Abaküs Yazılım
10. Hukuk Dairesi
Esas No: 2018/4639
Karar No: 2018/6680
Karar Tarihi: 18.09.2018

Yargıtay 10. Hukuk Dairesi 2018/4639 Esas 2018/6680 Karar Sayılı İlamı

10. Hukuk Dairesi         2018/4639 E.  ,  2018/6680 K.

    "İçtihat Metni"

    Mahkemesi : ... Bölge Adliye Mahkemesi 8. Hukuk Dairesi
    Mahkemesi : . Asliye Hukuk (İş) Mahkemesi

    Davacı tarafından, aksi Kurum işleminin iptali ile 5434 Sayılı Yasa kapsamındaki ikramiyenin eksik ödendiği iddiası ile fark ikramiye alacağı ödenmesi gerektiğinin tespiti amacıyla açılan davanın yargılaması sonucu, ... 1. Asliye Hukuk (İş) Mahkemesince istemin kabulüne dair verilen hükme karşı davalı Kurum vekilince istinaf yoluna başvurulması ve ... Bölge Adliye Mahkemesi 8. Hukuk Dairesince, istinaf başvurusunun esastan reddine dair verilen kararın temyizen incelenmesi davalı Kurum vekilince istenilmesi üzerine, temyiz isteğinin süresinde olduğu anlaşıldıktan ve Tetkik Hâkimi ... tarafından düzenlenen raporla dosyadaki kâğıtlar okunduktan sonra, işin gereği düşünüldü ve aşağıdaki karar tespit edildi.
    I-İSTEM:
    Davacı, 5434 Sayılı Yasa kapsamında yapılan ikramiye ödenmesi içeriğinde 19.08.1993-14.11.1997 tarihleri arasında geçen hizmet akdine dayalı çalışmalarının dikkate alınmadığının tespiti ile bu dönemde hak edilen kıdem tazminatına hak kazandığının tespitini istemiştir.
    II-CEVAP:
    Davalı Kurum, kurum işlemlerinin yasa ve usule uygun olduğunu savunarak davanın reddini savunmuştur.
    III-MAHKEME KARARI:
    A-İLK DERECE MAHKEME KARARI
    Yerel Mahkemece, davanın kabulüne aksi kurum işleminin iptali ile davacıya kıdem tazminatı ödenmesi gerektiğinin tespitine dair karar verilmiştir.
    B-BÖLGE ADLİYE MAHKEMESİ KARARI
    ... Bölge Adliye Mahkemesi 8. Hukuk Dairesince; inceleme konusu davayla ilgili olarak; 1475 Sayılı Kanuna tabi olarak çalışıldığı sırada memuriyet kadrosuna alınma açık olarak düzenlememekle birlikte 24/05/1983 tarih ve 2829 Sayılı Kanun, farklı sigorta kollarında çalışılma halinde hizmet birleştirilmelerinin nasıl yapılacağını, düzenlemiş olup, kanunun 4/1. Maddesi "kurumlara tabi çeşitli işlerde çalışmış olanların hizmet sürelere aynı tarihlere rastlamamak kaydı ile bu kanuna göre aylık bağlanılmasına hak kazanıldığında birleştirilir." Aynı kanunun 6/1 Maddesi kurumlardan herhangi birine ilk defa sigortalı olunan tarih, sigortalılık süresinin başlama tarihidir.
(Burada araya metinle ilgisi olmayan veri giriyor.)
PR #162, opened 2026-08-07
feat: collapse completed-turn work behind a Worked-for row

hzcheng:
## Summary

Mirrors the Codex app conversation UX: once a turn's final answer lands, its tool, thinking, and progress entries collapse into a single row labeled **Worked for 1m 20s** (plain **Worked** when the provider exposes no timing, e.g. Codex). The row heads the work group accordion-style, so expanding reveals the entries below the toggle without ever moving it under the pointer, and the row sits flush with the message column (expanded entries keep their indent as children of the header); the expanded state survives live refreshes within the session generation. Turns still in progress stay expanded, matching the Codex `hasFinalAssistantStarted` collapse trigger.

- Claude and Kimi adapters stamp each interaction's `completedAt` from the last contributing provider event; page interaction states carry the turn timing so the viewer renders the divider between the work entries and the first assistant answer.
- The row is a normal `data-message-id` article (`<interactionId>:worklog`), so it rides the existing reconcile/signature preservation path.
- Webview owns the transient expanded state (Map keyed by interaction id, reset on session generation), applies `hidden` to pre-answer work entries, and sets `aria-expanded` after sanitizing; the sanitizer allowlist gains `button`.
- Codex turns show the fallback label because the app-server exposes no turn timing yet.

Behavior catalog: new `CONVERSATION-WORKLOG-COLLAPSE-001` (P1) with unit, contract, integration, and browser owners.

## Skill harvest

no skill change — the RED/GREEN, webview mutation, and audit workflow skills covered the work; the one execution slip (an over-broad test-file rewrite) was caught by the existing full-file suite re-run and needed no skill iteration.

## Verification

- RED first: all six focused owners failed for the missing behavior before implementation (missing formatter, missing `completedAt`, no row, sanitized button).
- Focused GREEN: unit text/model, Claude/Kimi adapter contracts, integration viewer, browser collapse/toggle/refresh-preservation and live in-progress→complete journey.
- Full touched suites: `conversationText`, `conversationModel`, Claude/Kimi/Codex adapter contracts, coordinator, integration viewer + openLatest, and the 73-test browser viewer file all pass.
- `npm run test:behavior-contracts`, `npm run lint:ci`, `git diff --check` pass; media webview copies byte-identical with `src/webview`.
- `npm run test:ci:linux` passes on the final commits.
- Screenshot-reviewed collapsed and expanded states in the real webview document.


hzcheng:
lgtm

Aynı kanunun 8/2. Maddesi "ancak malullük, ölüm 5434 Sayılı TC Emekli Sanığı Kanuna göre yaş haddinden resen emekli olma, süresi kanunla belirlenen vazifelere atanma veya seçilme ve bağlı oldukları kurumun kanunla değiştirilmesi hallerinde ilgililere hizmet sürelerinde sonuncusunun tabi olduğu kurumca kendi mevzuatınca aylık bağlanır.
    Aynı kanunun 12. maddesi "Son defa TC Emekli Sandığına tabi görevlerden emekliye ayrılan ve kendilerinden bu kanunun 8. Maddesi uyarınca birleştirilen hizmet süreleri üzerinden aylık bağlananlara TC Emekli Sandığına bağlı Daire, kuruluş ve ortaklıklarda prim ve kesenek ödemek sureti ile geçen sürelerin toplamı üzerinden 5434 sayılı TC emekli Sandığı Kanunu hükümlerine göre emekli ikramiyesi ödenir.
    Ancak ilgililer her ne suretle olursa olsun evvelce kıdem tazminatı veya emekli ikramiyesi ödenmiş süreler, emekli ikramiyesi hesabında dikkate alınmaz.
    Ayrıca 8. Maddenin 1. Fıkrası gereğince, aylık bağlananlara emekli oldukları son görevlerinden dolayı ilgili bulundukları ... Kanunun emekli ikramiyesi veya iş Kanunun kıdem tazminatına ilişkin hükümleri uygulanır."
    Hükümleri dikkate alındığında, işçi iken aynı kurumda girdiği imtihanı kazanarak memur kadrosunda görevine 5434 Sayılı Kanun uyarınca devam edip emekli olan davacının aynı kurumda statü değişikliğine uğraması istifa olarak değerlendirilemeyeceği gibi Sosyal Devlet İlkeleri ile de bağdaşmaz, bu sebeple İlk Derece Mahkemesi kararının usul ve yasaya uygun bulunduğu, bu nedenle davalı vekilinin istinaf başvurusunun oy birliği ile esastan reddine karar verilmiştir.
    IV-TEMYİZ KANUN YOLUNA BAŞVURU VE NEDENLERİ:
    Davalı kurum vekili, davacı hakkında yapılan işlemlerin usulüne uygun olduğunu belirterek ve resen dikkate alınacak diğer nedenlerle kararın bozulmasını istemiştir.
    V-İLGİLİ HUKUK KURALLARI VE İNCELEME:
    6100 sayılı Hukuk Muhakemeleri Kanunun 1. maddesine göre mahkemelerin görevi, ancak kanunla düzenlenir. Göreve ilişkin kurallar, kamu düzenindendir. Anılan Kanunun 114/1-b maddesi gereğince yargı yolunun caiz olması dava şartı olup, 115. maddesine göre Mahkeme, dava şartlarının mevcut olup olmadığını, davanın her aşamasında kendiliğinden araştırır. Taraflar da dava şartı noksanlığını her zaman ileri sürebilirler.
    5510 sayılı Kanunun 101. maddesine göre, “Bu Kanunda aksine hüküm bulunmayan hallerde, bu Kanun hükümlerinin uygulanmasıyla ilgili ortaya çıkan uyuşmazlıklar iş mahkemelerinde görülür.”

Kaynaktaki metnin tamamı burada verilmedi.